Hello all, I've been playing around trying to implement the Cantor tuple function (see attached code), which is essentially a way to map a sequence x1, x2, ..., xN of non-negative integers to a single unique number. See: https://en.wikipedia.org/wiki/Pairing_function#Cantor_pairing_function The inspiration came from a need to check pairs of numbers for uniqueness. The current implementation is a bit stupid and naive (it falls into the same trap as Andrei identifies in TDPL for the naive recursive Fibonacci function), but that's a deliberate short-term choice just to get something working-ish. The challenge here is that as the sequence length increases, we very quickly get to the point where the number calculated will overflow the bounds of any inbuilt integer type. Indeed, even where you're just dealing with a pair of numbers, you risk overflow if the values are close to the maximum of their given type. For this reason I've made use of BigInt internally and as a return value. However, it occurs to me that it would be nice to avoid BigInt unless it's necessary, both for speed/memory reasons and for convenience.

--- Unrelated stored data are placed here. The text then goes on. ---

PR #1418, opened 2019-04-03
drop provisioning state when converting to internal model

mjudeikis:
```release-note
Drop ProvisioningState field from customer API in the converters. 
```
For discussion. 
currently, the provisioning state is overwritten from external API.

Example:
1. Customer checks his cluster state and time x. Gets result with provisioning state in.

I'm wondering if anyone has any advice on how to do this safely, i.e. to definitively check that whether overflow is going to happen and if it is, to make use of a larger-scale type. I'd also like to be able to implement the cantorPair function so that it can take any integer input _including_ BigInt; however, implementing a templated version runs into the difficulty of clashing with the BigInt version. One approach I tried involved a private function taking only BigInt input, with a templated version that takes arbitrary input types and converts them. This ran into trouble since I could not find a ready way to check if an input was itself a BigInt. So again, any advice here is welcome. :-) Incidentally, a few notes on BigInt: -- it would be nice if there was a toULong as well as a toLong function -- the following fails: BigInt x = BigInt(y); ... if y is itself a BigInt. Worth adding to BigInt's constructor to correct this? Advice, thoughts, etc., welcome. This seemed like something that could be useful for Phobos if cleaned up and well implemented .... ?

Dec 20 2012